O futebol e a psicologia

Recentemente, mais um vez, atletas do futebol brasileiro compartilharam suas questões emocionais e de saúde mental. Estou me referindo ao Richarlison e ao Danilo.

O futebol e a psicologia

É importante para toda a sociedade quando atletas brasileiros, principalmente, do futebol que tem grande penetração em todas classes sociais comentarem abertamente sobre suas vulnerabilidades, sobre sua saúde mental e principalmente, sobre a importância de procurar auxilio psicológico especializado.

Nos últimos dias, Richarlison, atacante do Tottenham e da seleção brasileira com passagens pelo Fluminense, Watford e Everton, comentou em entrevista:

“Os jogadores precisam procurar um psicólogo. Antes eu tinha preconceito porque na roça onde eu morei é assim.”
“Me sinto 100% aliviado, posso desabafar e falar tudo com a minha psicóloga.”
“Às vezes a lesão e eu não sabia o porque, eu sempre tava preparado, treinando bem e vinha uma lesões nada a ver”.
“Os médicos me perguntaram se eu estava com problema em casa, com namorada, família. Eles pediram para eu procurar um psicólogo”.


Outro importante atleta a comentar sobre saúde mental poucos dias atrás, no canal do youtube, “A Casa do Saber” foi, Danilo, atualmente jogando na Juventus de Turim, a 10 anos figurando na seleção brasileira de futebol, com passagens pelo América-MG, Santos, Real Madrid, Porto e Manchester City. Portanto, um atleta de nível altíssimo com muita experiência e uma carreira em grandes clubes pelo mundo.

“A depressão e a ansiedade podem levar a inúmeras consequências negativas na vida daqueles que as enfrentam. Essas patologias estão presentes em todos os setores da sociedade, e no mundo do esporte não é diferente.
Os atletas, na maioria das vezes, são vistos como ‘super-heróis’, mas eles também lidam com emoções, sentimentos, problemas pessoais e frustrações”.

“É muito difícil que alguém esteja rendendo na sua máxima produtividade se a vida estiver ‘bagunçada’. Se a mente não conseguir administrar, da melhor maneira, todos os pontos da vida, isso certamente refletirá no desempenho dentro de campo. A psicologia vem para acalmar as nossas inquietudes”.

“Muitos atletas se perdem durante o caminho, pois o futebol tem o poder de proporcionar uma rápida mudança na vida dos jogadores, não só no aspecto financeiro, mas também em ternos de visibilidade e de pressão.”

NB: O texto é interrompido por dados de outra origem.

PR #1731, opened 2023-06-26
#1730 make the known.met parser more resilient

### LINKED ISSUE #1730: Emule known.met parser can miss several entries
An user sent me a known.met with 14.165 entries and the IPED parser is getting only 3.042 entries.

hauck-jvsh:
Closes #1730


tc-wleite:
I pushed a few changes to skip some constraint checks, if the decoder is not called by the carver.
I also relaxed a bit the date range, which will now affect only the carving process, from 20 to 30 years.

hauck-jvsh:
Great, I test here and it extract all entries of my files. I think that carved items will have much more items extracted.

lfcnassif (approved):
Just tested this with 14 known.met files, this PR extracted more history entries from 7 and an equal number from the others. Thank you @hauck-jvsh and @tc-wleite!

Issue #1752, opened 2023-07-04
TORTCParser timestamp in UTC although not informed


patrickdalla:
TORTCParser timestamps representation are in UTC although not informed with the correspondent suffix, making IPED interpreting them as local time stamp representation.

PR #1753, opened 2023-07-04
Timestamp string representations inside carved Tor TC entries are in UTC

patrickdalla:
Timestamp string representations inside carved Tor TC entries are in UTC timezone although not informed at the end of the string, making IPED parse it as local time.

So, this PR appends a 'Z' char at the end of the string before adding it as metadata and set the metadata type for TORTC:TIME_CREATED as Date.


patrickdalla:
this closes #1752

lfcnassif (approved):
Thanks @patrickdalla!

Acredito sim que os profissionais de psicologia precisam estar disponíveis nos clubes para trabalhar. Entretanto, não deveria ser uma obrigatoriedade; isso depende mais de uma conscientização da comunidade futebolística. A partir, desse conscientização , creio que as coisas tendem a melhorar de forma mais orgânica, o que geralmente perdura mais do que quando é imposta e obrigatória.”

Outros casos

Vale relembrar que outras pessoas do mundo do futebol num passado recente já falaram sobre questões envolvendo sua saúde mental. É o caso do Ronaldo Nazário, em entrevistas e em um documentário sobre a sua carreira:

“Queria nessa época entender muito mais sobre saúde mental, porque teria me tratado e teria sido muito bom pra mim. Talvez o episódio de 98 não tivesse acontecido se tivesse um tratamento e um acompanhamento psicológico diário ou semanal. Acho que a única explicação que tenho sobre o episódio de 98 é esse estresse emocional absurdo que é uma Copa do Mundo”.

“Sempre tentava me isolar do mundo e tentar fazer meu melhor nos treinos, me isolar dos holofotes, porque era inevitável. Eu tinha que manter a minha concentração, meu foco. E não entendia absolutamente nada sobre saúde mental, que não era um assunto comentado na época. Tinham psicólogos nos clubes, mas eram mais motivacionais, não pra tratar uma pressão em cima de um atleta em um momento crucial como a Copa do Mundo”.



Thiago Ribeiro, atacante atuante atualmente com 38 anos, com passagens por grandes clubes brasileiros, como: São Paulo, Santos, Atlético-MG, Cruzeiro, entre outros, relatou diversas vezes sobre como enfrentou a depressão:

Essa foi a partida mais difícil que joguei, não digo na carreira, mas na vida. Essa depressão e opressão que passei na minha carreira não me afetou apenas no lado profissional, me atrapalhou em todas as áreas da minha vida

“Na época eu fui muito amparado pelos clubes, o Santos principalmente. Depois passei pelo Atlético-MG, Bahia e depois retornei ao Santos. Eu só falava o básico, não me abria muito sobre como estava. Eu tinha receio de as pessoas não entenderem, pensarem que estava de má vontade. Não é algo tão superficial para resolver, muitas vezes você jogando em alto nível, recebendo um bom salário e não entendem como pode estar tendo problema, não treinar um dia, não jogar, ficar afastado.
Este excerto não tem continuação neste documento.